* [Problem description]:
From the entries, filter out every line that lacks "manager" and copy the rest.

Stored data entries
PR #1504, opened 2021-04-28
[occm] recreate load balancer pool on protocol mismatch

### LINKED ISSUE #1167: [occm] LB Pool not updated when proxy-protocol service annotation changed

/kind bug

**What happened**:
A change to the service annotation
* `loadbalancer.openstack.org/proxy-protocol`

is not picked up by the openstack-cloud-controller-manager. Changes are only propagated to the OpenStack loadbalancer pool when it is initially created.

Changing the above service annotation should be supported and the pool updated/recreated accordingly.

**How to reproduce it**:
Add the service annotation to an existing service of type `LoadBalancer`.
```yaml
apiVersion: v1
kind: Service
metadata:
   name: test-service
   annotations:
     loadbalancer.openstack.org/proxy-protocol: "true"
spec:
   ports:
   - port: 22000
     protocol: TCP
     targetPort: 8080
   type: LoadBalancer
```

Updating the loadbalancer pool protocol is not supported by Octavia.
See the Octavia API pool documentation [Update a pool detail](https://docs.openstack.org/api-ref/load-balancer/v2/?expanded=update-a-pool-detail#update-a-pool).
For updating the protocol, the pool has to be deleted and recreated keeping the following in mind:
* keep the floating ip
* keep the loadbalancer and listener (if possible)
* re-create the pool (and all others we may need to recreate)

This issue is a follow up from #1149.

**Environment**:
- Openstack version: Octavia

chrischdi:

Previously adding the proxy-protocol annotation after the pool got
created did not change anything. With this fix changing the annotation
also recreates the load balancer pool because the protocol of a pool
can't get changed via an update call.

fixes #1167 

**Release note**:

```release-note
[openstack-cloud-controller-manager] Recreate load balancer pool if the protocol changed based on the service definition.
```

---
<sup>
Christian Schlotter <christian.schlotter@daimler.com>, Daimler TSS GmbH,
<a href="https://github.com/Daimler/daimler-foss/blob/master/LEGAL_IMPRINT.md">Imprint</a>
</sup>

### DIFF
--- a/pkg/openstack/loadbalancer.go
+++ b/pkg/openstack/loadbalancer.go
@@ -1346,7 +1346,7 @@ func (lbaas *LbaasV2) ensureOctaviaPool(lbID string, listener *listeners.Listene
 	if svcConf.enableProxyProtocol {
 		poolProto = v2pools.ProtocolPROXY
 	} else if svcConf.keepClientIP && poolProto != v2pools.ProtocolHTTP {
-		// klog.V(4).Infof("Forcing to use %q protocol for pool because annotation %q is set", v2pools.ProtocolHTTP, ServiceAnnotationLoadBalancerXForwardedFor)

* [Exercise response]:
is not picked up by the openstack-cloud-controller-manager. Changes are only propagated to the OpenStack loadbalancer pool when it is initially created.
[openstack-cloud-controller-manager] Recreate load balancer pool if the protocol changed based on the service definition.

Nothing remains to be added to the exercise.